All test activities generally fall into mobile, web and API testing. The first two aspects relate to functional tests that verify the proper functioning of UI elements, including buttons, pages and images. API verification means dealing with just the code.

Using API test automation best practices or by performing tests manually, QA engineers work directly with code and have little to no visualized entities that usually facilitate running tests. They send lots of API requests and check to see if it responds with the correct status and data.

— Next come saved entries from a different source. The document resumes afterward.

PR #3210, opened 2026-08-18
fix(tensor-pool): reopen explicit-name pool segment on write cache-miss

### LINKED ISSUE #3207: tensor-pool: writes to an explicit-`name=` pool are silently dropped after a PINNED_POOL cache-miss (write fast path reconstructs the auto name)
## Summary

`register_memory_pool(..., name=...)` (added in #3079 / c1b225e) lets a node register a pool under an explicit `/dev/shm` segment name, used **verbatim**. But the per-frame **write** fast path does not remember that name: on a `PINNED_POOL` cache-miss it reconstructs the **auto-generated** name (`dora_pool_{df}_{node}_{counter}`) instead. For an explicit-name pool that segment does not exist, so `ShmemConf::open()` fails and the write is silently dropped (or, if a same-counter auto segment happens to exist, writes land in the wrong segment).

This is a correctness defect on a **legitimate, non-adversarial** user path (the documented `name=` parameter) and is independent of the cross-machine threat model.

## Where

Introduced by **#3079** (commit `c1b225e`), the "register_memory_pool name param + machine-qualified auto names" change.

**Register** stores the explicit name verbatim as the segment name — `libraries/extensions/tensor-pool/python/src/transport.rs:1433-1463`:

```rust
let shmem_name = match &name {
    Some(name) => { /* validated, then */ name.clone() }
    None => { /* format!("dora_pool_{df}_{node}_{counter}") ... */ }
};
```

**Write** fast path, cache-miss branch — `transport.rs:2164-2180` — ignores the explicit name and rebuilds the auto name from the counter:

```rust
} else {
    // Cache miss: open via ShmemConf ...
    let shmem_name = {
        let machine = std::env::var("DORA_MACHINE_ID").unwrap_or_default();
        if machine.is_empty() {
            format!("dora_pool_{}_{}_{}", self.dataflow_id, self.node_id, counter)
        } else {
            format!("dora_pool_{}_{}_{}_{}", machine, self.dataflow_id, self.node_id, counter)
        }
    };
    match ShmemConf::new().os_id(&shmem_name).open() { ... }
```

## Why the cache-miss branch is actually reachable

The write cache-miss path is not dead code — it exists to recover from `PINNED_POOL` slot eviction. The `TRANSIT_META` static was added for exactly this reason (`transport.rs:184-191`):

```rust
/// Persistent transit-buffer metadata for GPU pools.
/// Survives `PINNED_POOL` cache-miss so the write fast path can recover
/// `transit_ptr` and `pool_device` even when the `PoolSlot` has been evicted.
```

So the code already treats "write happens while the `PoolSlot` has been evicted" as an expected scenario and installs a side-table to recover GPU transit metadata across it — but there is **no** analogous recovery for the explicit segment name, so the name silently falls back to the auto format.

Note the **read** side does not have this problem: it resolves the registered segment name from the daemon once per pool. Only the write fast path reconstructs the name locally, which is the asymmetry that produces the bug.

## Impact

- A pool registered with `name="dora_pool_myapp_frames"` works while its `PINNED_POOL` slot is warm, then starts dropping writes after the slot is evicted — a confusing, data-dependent failure.
- Consumers of that pool see the last stable frame indefinitely (no new data), with no error surfaced to the producer.

## Suggested fix

Persist the explicit name at registration in a counter-keyed side table (mirroring `TRANSIT_META`), and have the write cache-miss branch prefer it before falling back to the auto-name format. Equivalently, store the resolved `shmem_name` in the `PoolSlot`/a recovery map so both the warm and cold write paths open the same segment the register created. Consider asserting/logging when `ShmemConf::open()` fails on the write path rather than dropping the frame silently.

---

_This issue was filed by a **scheduled automated Claude code-review check** (reviewing merged commits from the last two days). The finding was verified against the source at `c1b225e`, but please confirm the exact `PINNED_POOL` eviction trigger and reproduce before treating it as high priority — the analysis establishes the code path is by-design reachable (via `TRANSIT_META`) but did not pin down every eviction scenario end to end._

phil-opp:
## Summary

Fixes #3207.

`register_memory_pool(..., name=...)` (added in #3079) lets a node register a pool under an explicit `/dev/shm` segment name, used verbatim. But the per-frame **write** fast path did not remember that name: on a `PINNED_POOL` cache-miss (slot eviction — an expected scenario, which is why `TRANSIT_META` already exists to recover GPU transit metadata across it) the write branch reconstructed the **auto-generated** name `dora_pool_{df}_{node}_{counter}` instead. For an explicit-name pool that segment does not exist, so `ShmemConf::open()` failed and the write was **silently dropped** — the producer sees success, the consumer sees the last stable frame forever.

The read side is unaffected because it resolves the registered segment name from the daemon; only the write fast path reconstructed the name locally, which is the asymmetry that produced the bug.

## Change

- Add a counter-keyed `POOL_NAMES` side table (mirroring `TRANSIT_META`), populated with the resolved segment name in `register_tensor_pool` and cleared in both `free_tensor_pool` (normal free) and `rollback_local_pool` (registration failure).
- The write cache-miss path now resolves the segment name via `write_pool_shmem_name`, which prefers the recorded name and only falls back to the auto-name format when none is on record.
- The cache-miss open now emits a `warn!` when the segment is missing instead of silently dropping the frame — a missing segment on that path is a real routing fault.
- Name construction is factored into two pure helpers — `auto_pool_shmem_name` and `write_pool_shmem_name` — shared by the registration and write paths so they cannot drift apart. The cache-miss open body is extracted into `open_pool_segment_on_miss`.

## Testing

- New unit tests (`pool_name_tests`): auto-name with/without machine id, explicit-name-preferred on cache-miss, and auto-name fallback when unregistered.
- `cargo test -p dora-tensor-pool-python`: 40 passed.
- `cargo fmt --all -- --check` and `cargo clippy -p dora-tensor-pool-python -- -D warnings`: clean.

Reachable on the sender-side write path for any pool registered with an explicit `name=`; the tensor-pool extension is opt-in and outside the 1.0 guarantees (per #3152).

---
_Generated by [Claude Code](https://claude.ai/code/session_01SYaXAByMZaV36WJfHbfZ1N)_

### DIFF
--- a/libraries/extensions/tensor-pool/python/src/transport.rs
+++ b/libraries/extensions/tensor-pool/python/src/transport.rs
@@ -267,6 +267,32 @@ static PINNED_POOL: LazyLock<std::sync::Mutex<HashMap<u64, PoolSlot>>> =
 static TRANSIT_META: LazyLock<std::sync::Mutex<HashMap<u64, (u64, i32)>>> =
     LazyLock::new(|| std::sync::Mutex::new(HashMap::new()));
 
+/// Persistent map of pool counter → the exact `/dev/shm` segment name chosen
+/// at registration.
+///
+/// The read side resolves each pool's segment name from the daemon, but the
+/// per-frame write fast path reconstructs the name locally on a `PINNED_POOL`
+/// cache-miss (slot eviction). Reconstructing via `pool_shmem_name` is correct
+/// for the auto-named case, but wrong for a pool registered with an explicit
+/// `name=` (added in #3079), where the name is used verbatim and does not
+/// follow the auto format. Without this record the cache-miss reopen would
+/// target a segment that does not exist, `ShmemConf::open()` would fail, and
+/// the write would be silently dropped (#3207).
+///
+/// Keyed by the bare per-process counter (matching `PINNED_POOL` /
+/// `TRANSIT_META`); populated in `register_tensor_pool`, cleared in every free
+/// path (`rollback_local_pool`, `free_tensor_pool`, and the GC drain in
+/// `process_pending_tensor_pool_frees`). The free-time removal is
+/// ownership-guarded via `owned_pool_counter`, and the write-side lookup runs
+/// under the same guard by construction: it fires only after
+/// `PINNED_POOL.remove(&counter)` returns `None`, i.e. only for a counter this
+/// process itself registered (nothing else could have inserted into
+/// `PINNED_POOL` under that counter). A cross-process pool id with an aliased
+/// bare counter has no `PINNED_POOL` entry here, so this path is not reached
+/// for it.
+static POOL_NAMES: LazyLock<std::sync::Mutex<HashMap<u64, String>>> =
+    LazyLock::new(|| std::sync::Mutex::new(HashMap::new()));
+
 /// Receiver-side GPU cache per pool.
 /// Keeps Shmem alive to prevent munmap, preserving stable mmap addresses
 /// and valid GPU VAs for zero-copy reads across iterations.
@@ -390,6 +416,10 @@ fn rollback_local_pool(
         }
     }
     TRANSIT_META
+        .lock()
+        .unwrap_or_else(|e| e.into_inner())
+        .remove(&pool_counter);
+    POOL_NAMES
         .lock()
         .unwrap_or_else(|e| e.into_inner())
         .remove(&pool_counter);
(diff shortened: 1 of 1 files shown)


phil-opp:

No issues found.

I traced the counter key through all three sites: `register_tensor_pool` stores the exact `shmem_name` in `POOL_NAMES` keyed by `pool_counter`, and both the write fast path (`buffer_id.rsplit_once('_')`) and `free_tensor_pool` (`strip_prefix("pool_")` + `rsplit_once('_')`) recover the same counter, so the lookup and cleanup key are consistent. Counters come from the monotonic `PINNED_COUNTER`, so a removed entry is never re-keyed to a different pool — the fallback-to-auto-name branch is only reachable for a segment this process never registered (older process), which is the documented degradation. `POOL_NAMES` is cleared in both `free_tensor_pool` and `rollback_local_pool`, so no entry leaks. The unit tests exercise the actual helpers with distinct large counters and clean up, so they're meaningful and parallel-safe.

---

phil-opp (commented):

The two merge commits from `main` since my last review only resolved the conflict in `transport.rs`; the net change is unchanged in substance. Re-traced the counter-keyed `POOL_NAMES` lifecycle on the merged diff: insert in `register_tensor_pool`, removal in both `rollback_local_pool` and `free_tensor_pool` (ownership-guarded via `owned_pool_counter`, matching `PINNED_POOL`), lookup preferred over the auto-name fallback in `write_pool_shmem_name`. No leak, no wrong-segment reopen, and `POOL_NAMES` is never locked while holding another pool lock, so no deadlock. Latest commits look safe to merge, no new issues found.

---

phil-opp:
**Automated review by Claude** — this comment is fully automated and has not been vetted by a human.

The core fix (preferring the registered explicit name on a `PINNED_POOL` cache-miss) looks right, and the reopen path is adequately guarded downstream (`DORADMA_MAGIC` + size-vs-capacity checks, and the `FREED_POOL_IDS` early-return). One gap in the new `POOL_NAMES` lifecycle, though:

`free_tensor_pool` and `rollback_local_pool` now clear the `POOL_NAMES` entry, but `process_pending_tensor_pool_frees` — the drop/GC-based free path — does not. That function already removes the sibling `PINNED_POOL` slot and `TRANSIT_META` entry (ownership-guarded via `owned_pool_counter`) around `transport.rs:1359`/`1372`, and a `POOL_NAMES.remove(&c)` seems to belong there too, right next to the `TRANSIT_META` removal.

As written, a sender that registers explicit-name pools and lets the Python handles get garbage-collected (rather than calling `free_tensor_pool` explicitly) leaks one `POOL_NAMES` String per pool for the process lifetime — the same leak the new comment in `free_tensor_pool` describes preventing, just via the other free path. Counters are monotonic so it can't cause a wrong-segment reopen; it's purely a slow leak. A small assertion that `POOL_NAMES` is empty after a drop-path free would keep the third removal site from silently drifting again.

---

phil-opp:
review by claude:

The underlying bug is real and still live on main, but the branch predates #3056/#3219 and the merge is not mechanical. write_pool_shmem_name (transport.rs:232) looks up POOL_NAMES by a bare unqualified counter with no ownership guard, while the file's own comment at :3139 documents exactly that hazard and guards the free site — so a node receiving a peer's pool_A_5 can write into its own live pool #5. The branch also duplicates main's pool_shmem_name helper (added in #3056 as "the single source of truth"), still uses the pre-#3056 constant counter seed (:36), misses a POOL_NAMES removal in the GC free path (unbounded growth), and has one genuinely dead cleanup call. Rebase must delete the duplicate helper and adopt pool_shmem_name/parse_pool_counter.

phil-opp:
Rebased onto current `main` (`2f888cb`) and re-implemented on top of the #3056/#3169/#3219 helpers. The branch now carries a single new commit; force-pushed.

Addressed in the rebase:

- **Ownership guard on the `POOL_NAMES` lookup.** The write cache-miss path now consults `POOL_NAMES` only when `owned_pool_counter(&buffer_id, self.node_id)` yields the same counter — matching `free_tensor_pool` / `process_pending_tensor_pool_frees`. A peer pool id with an aliased bare counter falls straight through to `pool_shmem_name`, so this fix cannot cause a node to write into its own live pool #N under a peer's `pool_A_N`.
- **Duplicate helper deleted.** No `auto_pool_shmem_name` on this branch — the name reconstruction is `pool_shmem_name` from #3056 (the single source of truth), and the ownership check is `owned_pool_counter` from #3169.
- **GC-path `POOL_NAMES` removal added.** `process_pending_tensor_pool_frees` now clears `POOL_NAMES` on every owned counter — outside the `PINNED_POOL`-hit arm, so it runs even when the slot was evicted between register and free. Same placement in `free_tensor_pool` and `rollback_local_pool`.
- **`open_pool_segment_on_miss` helper** replaces my earlier inline expansion of the write cache-miss branch, keeping the hot-path structure identical to `main`.
- **Pre-#3056 constant counter seed:** N/A — I'm on top of #3056, which uses `random_u64_seed()`.

`cargo test -p dora-tensor-pool-python`: 46 passed (main's 44 + 2 new: `pool_names_stores_the_registered_segment_name`, `pool_names_removal_is_unconditional`). `cargo fmt --all -- --check` and `cargo clippy -p dora-tensor-pool-python -- -D warnings`: clean.

---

Testing requests are swift, but the API responses received contain tons of information, which is not just the only challenge with API testing. If you think testing code strings is simple, think twice and follow this article.

API testing in QA

If you think that Testing API is a piece of cake, you’re wrong

Simply put, it requires straightforward testing. If you’re lucky enough, you’ll have comprehensive documentation and a well-defined interface. So, your tasks will boil down to sending API calls, verifying API responses and reacting to error messages.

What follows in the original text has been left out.